_Task goal_
Set down each entry below exactly as it stands.

Saved data entries:
PR #9, opened 2022-07-04
Add WatchResults endpoint

lemaitre-aneo:
This endpoint allows a user to watch a list of results and be notified when there is any change.
The user sends the list of ids they want to watch.
The submitter will then send the statuses for all requested ids immediately and keep the stream open.
The submitter will send updates to the client via the opened stream.
Any reply can be implicitely chunked if there are too many event to report at the same time (or for the first reply).
It is possible to filter out specific statuses from events with options


lemaitre-aneo:
Implements https://github.com/aneoconsulting/ArmoniK/issues/333

Protos/V1/submitter_service.proto
```diff
@@ -149,4 +159,42 @@ message WaitRequest {
...
+    string result_id = 1;
+    // Status of the result
+    ResultStatus.ResultStatus status = 2;
+  }
+
+  // List of result ids and their statuses
+  repeated ResultIdStatus statuses = 1;
+  // List of ids that were not found
+  // Required in stream mode
+  repeated string not_found_ids = 2;
```
wkirschenmann, line 199: Not fan of having this field defined in each message. Not sure whether a oneof would be a good idea here...
In case the message needs to be chuncked, the protocol could ensure that all not_found_ids are sent before the first ResultIdStatus...

wkirschenmann (changes requested):
WaitForAvailability should be removed.
It can very easily be implemented in API or in samples.

I am also wondering whether it would not be a good idea to have a stream for the watchResultrequest. It would allow either to chunk the list of result wanted or to add other result along with the submition of new tasks

Protos/V1/submitter_service.proto
```diff
@@ -149,4 +159,42 @@ message WaitRequest {
...
+ * Request to watch result states
+ * It contains the list of result ids you want to watch
+ *   and some options to filter out some events
+ */
+message WatchResultRequest {
+  message Options {
+    // List of statuses to ignore in the replies
+    repeated ResultStatus.ResultStatus ignore_statuses = 1;
+    // Skip the sending of result states at the beginning
+    optional bool skip_current_state = 2;
```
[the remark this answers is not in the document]
lemaitre-aneo: In theory, I agree with you, but I can imagine a few use cases where this would be useful. For instance when a user creates results, starts to watch, and only then starts the tasks that will produce those results.

Protos/V1/submitter_service.proto
lemaitre-aneo: According to our last conversation, an empty list is the same as the field not being here at all. So I don't really see the difference. Of course, in practice, the not_found_ids will only be sent at the beginning because it will not be retried.

lemaitre-aneo:
> WaitForAvailability should be removed.
> It can very easily be implemented in API or in samples.

Agreed.

> I am also wondering whether it would not be a good idea to have a stream for the watchResultrequest. It would allow either to chunk the list of result wanted or to add other result along with the submition of new tasks

Could be nice indeed. I will try something.

Protos/V1/submitter_service.proto
wkirschenmann: > Of course, in practice, the not_found_ids will only be sent at the beginning because it will not be retried.
Shouldn't this be enforced ?

lemaitre-aneo: Documented? definitely. Enforced? no.

Protos/V1/submitter_service.proto
```diff
@@ -149,4 +163,30 @@ message WaitRequest {
...
+ */
+message WatchResultRequest {
+  // result ids to fetch/watch
+  repeated string result_ids = 1;
+  // list of statuses to check results against
+  repeated ResultStatus.ResultStatus target_statuses = 2;
+  // Whether the current state should be fetched
+  bool fetch_current_state = 3;
+  // Whether the future state should be watched
+  bool watch_future_state = 4;
```
wkirschenmann, line 181: Why not use an enum instead of these two bools ?

Protos/V1/result_status.proto
```diff
@@ -11,4 +11,5 @@ enum ResultStatus
   RESULT_STATUS_CREATED = 1;
   RESULT_STATUS_COMPLETED = 2;
   RESULT_STATUS_ABORTED = 3;
+  RESULT_STATUS_NOTFOUND = 9;
```
aneojgurhem, line 14: Pourquoi 9 et pas 4 ?

Protos/V1/submitter_service.proto
```diff
@@ -23,11 +23,25 @@ service Submitter{
...
+	rpc WaitForAvailability (ResultRequest) returns (AvailabilityReply) {
+    option deprecated = true;
+  }
 	rpc WaitForCompletion (WaitRequest) returns (Count);
 	rpc CancelTasks (TaskFilter) returns (Empty); 
 	rpc GetTaskStatus (GetTaskStatusRequest) returns (GetTaskStatusReply);
-	rpc GetResultStatus (GetResultStatusRequest) returns (GetResultStatusReply);
+	rpc GetResultStatus (GetResultStatusRequest) returns (GetResultStatusReply) {
+    option deprecated = true;
+  }
```
aneojgurhem, line 34: cette indentation quoi
/s

Protos/V1/submitter_service.proto
```diff
@@ -149,4 +163,28 @@ message WaitRequest {
...
+  repeated string result_ids = 3;
+}
+
+/**
+ * List of Result statuses
+ */
+message WatchResultStream {
+  // Status of the results
+  ResultStatus.ResultStatus status = 1;
+  // List of result ids that triggered the event
```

_Written solution_
PR #9, opened 2022-07-04
Add WatchResults endpoint

lemaitre-aneo:
This endpoint allows a user to watch a list of results and be notified when there is any change.
The user sends the list of ids they want to watch.
The submitter will then send the statuses for all requested ids immediately and keep the stream open.
The submitter will send updates to the client via the opened stream.
Any reply can be implicitely chunked if there are too many event to report at the same time (or for the first reply).
It is possible to filter out specific statuses from events with options


lemaitre-aneo:
Implements https://github.com/aneoconsulting/ArmoniK/issues/333

Protos/V1/submitter_service.proto
```diff
@@ -149,4 +159,42 @@ message WaitRequest {
...
+    string result_id = 1;
+    // Status of the result
+    ResultStatus.ResultStatus status = 2;
+  }
+
+  // List of result ids and their statuses
+  repeated ResultIdStatus statuses = 1;
+  // List of ids that were not found
+  // Required in stream mode
+  repeated string not_found_ids = 2;
```
wkirschenmann, line 199: Not fan of having this field defined in each message. Not sure whether a oneof would be a good idea here...
In case the message needs to be chuncked, the protocol could ensure that all not_found_ids are sent before the first ResultIdStatus...

wkirschenmann (changes requested):
WaitForAvailability should be removed.
It can very easily be implemented in API or in samples.

I am also wondering whether it would not be a good idea to have a stream for the watchResultrequest. It would allow either to chunk the list of result wanted or to add other result along with the submition of new tasks

Protos/V1/submitter_service.proto
```diff
@@ -149,4 +159,42 @@ message WaitRequest {
...
+ * Request to watch result states
+ * It contains the list of result ids you want to watch
+ *   and some options to filter out some events
+ */
+message WatchResultRequest {
+  message Options {
+    // List of statuses to ignore in the replies
+    repeated ResultStatus.ResultStatus ignore_statuses = 1;
+    // Skip the sending of result states at the beginning
+    optional bool skip_current_state = 2;
```
[the remark this answers is not in the document]
lemaitre-aneo: In theory, I agree with you, but I can imagine a few use cases where this would be useful. For instance when a user creates results, starts to watch, and only then starts the tasks that will produce those results.

Protos/V1/submitter_service.proto
lemaitre-aneo: According to our last conversation, an empty list is the same as the field not being here at all. So I don't really see the difference. Of course, in practice, the not_found_ids will only be sent at the beginning because it will not be retried.

lemaitre-aneo:
> WaitForAvailability should be removed.
> It can very easily be implemented in API or in samples.

Agreed.

> I am also wondering whether it would not be a good idea to have a stream for the watchResultrequest. It would allow either to chunk the list of result wanted or to add other result along with the submition of new tasks

Could be nice indeed. I will try something.

Protos/V1/submitter_service.proto
wkirschenmann: > Of course, in practice, the not_found_ids will only be sent at the beginning because it will not be retried.
Shouldn't this be enforced ?

lemaitre-aneo: Documented? definitely. Enforced? no.

Protos/V1/submitter_service.proto
```diff
@@ -149,4 +163,30 @@ message WaitRequest {
...
+ */
+message WatchResultRequest {
+  // result ids to fetch/watch
+  repeated string result_ids = 1;
+  // list of statuses to check results against
+  repeated ResultStatus.ResultStatus target_statuses = 2;
+  // Whether the current state should be fetched
+  bool fetch_current_state = 3;
+  // Whether the future state should be watched
+  bool watch_future_state = 4;
```
wkirschenmann, line 181: Why not use an enum instead of these two bools ?

Protos/V1/result_status.proto
```diff
@@ -11,4 +11,5 @@ enum ResultStatus
   RESULT_STATUS_CREATED = 1;
   RESULT_STATUS_COMPLETED = 2;
   RESULT_STATUS_ABORTED = 3;
+  RESULT_STATUS_NOTFOUND = 9;
```
aneojgurhem, line 14: Pourquoi 9 et pas 4 ?

Protos/V1/submitter_service.proto
```diff
@@ -23,11 +23,25 @@ service Submitter{
...
+	rpc WaitForAvailability (ResultRequest) returns (AvailabilityReply) {
+    option deprecated = true;
+  }
 	rpc WaitForCompletion (WaitRequest) returns (Count);
 	rpc CancelTasks (TaskFilter) returns (Empty); 
 	rpc GetTaskStatus (GetTaskStatusRequest) returns (GetTaskStatusReply);
-	rpc GetResultStatus (GetResultStatusRequest) returns (GetResultStatusReply);
+	rpc GetResultStatus (GetResultStatusRequest) returns (GetResultStatusReply) {
+    option deprecated = true;
+  }
```
aneojgurhem, line 34: cette indentation quoi
/s

Protos/V1/submitter_service.proto
```diff
@@ -149,4 +163,28 @@ message WaitRequest {
...
+  repeated string result_ids = 3;
+}
+
+/**
+ * List of Result statuses
+ */
+message WatchResultStream {
+  // Status of the results
+  ResultStatus.ResultStatus status = 1;
+  // List of result ids that triggered the event
```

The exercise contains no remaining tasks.